(Beginning of Dataset records)

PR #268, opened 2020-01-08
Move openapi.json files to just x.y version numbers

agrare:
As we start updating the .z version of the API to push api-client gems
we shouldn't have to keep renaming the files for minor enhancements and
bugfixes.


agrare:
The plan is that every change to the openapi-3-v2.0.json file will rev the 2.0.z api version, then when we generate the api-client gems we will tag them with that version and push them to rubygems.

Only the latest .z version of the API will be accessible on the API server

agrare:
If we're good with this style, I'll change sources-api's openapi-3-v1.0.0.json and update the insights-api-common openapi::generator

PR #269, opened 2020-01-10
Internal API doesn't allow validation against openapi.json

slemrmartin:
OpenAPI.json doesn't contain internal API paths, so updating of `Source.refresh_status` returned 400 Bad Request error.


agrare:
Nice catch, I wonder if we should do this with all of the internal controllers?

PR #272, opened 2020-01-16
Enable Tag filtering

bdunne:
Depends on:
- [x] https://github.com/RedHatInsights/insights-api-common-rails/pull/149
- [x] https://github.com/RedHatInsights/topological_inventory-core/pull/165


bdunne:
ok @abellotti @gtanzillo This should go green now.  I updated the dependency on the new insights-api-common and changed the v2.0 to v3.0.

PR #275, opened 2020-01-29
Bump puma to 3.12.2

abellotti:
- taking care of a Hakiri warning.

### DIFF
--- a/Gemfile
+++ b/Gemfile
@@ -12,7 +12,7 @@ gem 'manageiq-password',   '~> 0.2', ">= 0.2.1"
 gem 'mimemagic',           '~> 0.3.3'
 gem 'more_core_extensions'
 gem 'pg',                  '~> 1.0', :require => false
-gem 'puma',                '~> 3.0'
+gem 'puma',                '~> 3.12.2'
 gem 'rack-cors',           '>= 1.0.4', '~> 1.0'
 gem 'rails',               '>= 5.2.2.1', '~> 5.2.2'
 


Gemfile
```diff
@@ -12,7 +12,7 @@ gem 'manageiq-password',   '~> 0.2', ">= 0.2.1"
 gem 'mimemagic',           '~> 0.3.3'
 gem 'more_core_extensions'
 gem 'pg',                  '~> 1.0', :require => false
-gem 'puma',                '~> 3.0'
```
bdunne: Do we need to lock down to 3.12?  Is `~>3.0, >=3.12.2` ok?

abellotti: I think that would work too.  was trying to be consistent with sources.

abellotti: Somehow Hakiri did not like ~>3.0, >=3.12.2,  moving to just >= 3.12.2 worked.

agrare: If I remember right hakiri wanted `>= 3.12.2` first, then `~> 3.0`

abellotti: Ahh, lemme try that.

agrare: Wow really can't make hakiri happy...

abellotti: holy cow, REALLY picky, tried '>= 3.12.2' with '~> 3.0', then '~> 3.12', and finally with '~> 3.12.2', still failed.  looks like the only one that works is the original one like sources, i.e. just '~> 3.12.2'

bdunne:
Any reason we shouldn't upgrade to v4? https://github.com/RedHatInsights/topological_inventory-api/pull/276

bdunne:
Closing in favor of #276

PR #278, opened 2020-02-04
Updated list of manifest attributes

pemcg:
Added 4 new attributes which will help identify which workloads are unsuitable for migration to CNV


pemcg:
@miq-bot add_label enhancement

(End of Dataset records)
(Beginning of Dataset records)

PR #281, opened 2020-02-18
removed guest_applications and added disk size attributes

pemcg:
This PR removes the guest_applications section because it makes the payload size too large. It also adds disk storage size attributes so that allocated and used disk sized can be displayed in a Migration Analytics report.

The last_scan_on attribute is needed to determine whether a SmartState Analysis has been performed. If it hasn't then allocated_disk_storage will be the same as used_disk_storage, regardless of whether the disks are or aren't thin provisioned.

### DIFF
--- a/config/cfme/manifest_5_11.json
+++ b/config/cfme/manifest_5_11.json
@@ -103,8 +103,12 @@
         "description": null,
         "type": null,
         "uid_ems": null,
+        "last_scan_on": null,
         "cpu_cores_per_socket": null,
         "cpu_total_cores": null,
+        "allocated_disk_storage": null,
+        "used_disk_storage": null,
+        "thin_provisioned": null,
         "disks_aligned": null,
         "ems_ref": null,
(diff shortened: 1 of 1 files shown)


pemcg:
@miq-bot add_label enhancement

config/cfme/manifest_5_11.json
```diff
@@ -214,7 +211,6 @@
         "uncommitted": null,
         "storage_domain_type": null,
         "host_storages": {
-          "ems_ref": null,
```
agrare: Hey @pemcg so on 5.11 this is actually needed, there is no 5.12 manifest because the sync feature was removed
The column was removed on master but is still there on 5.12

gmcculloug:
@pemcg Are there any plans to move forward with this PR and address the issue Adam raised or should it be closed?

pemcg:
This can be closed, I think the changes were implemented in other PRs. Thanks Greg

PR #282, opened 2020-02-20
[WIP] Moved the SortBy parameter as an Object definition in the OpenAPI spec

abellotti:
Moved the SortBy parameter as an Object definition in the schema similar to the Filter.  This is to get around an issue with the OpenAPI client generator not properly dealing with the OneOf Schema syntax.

(End of Dataset records)

> _Exercise details_: Work out how many lines above have the string "closed" in them, and give only the number.

> _Answer to this task_: 2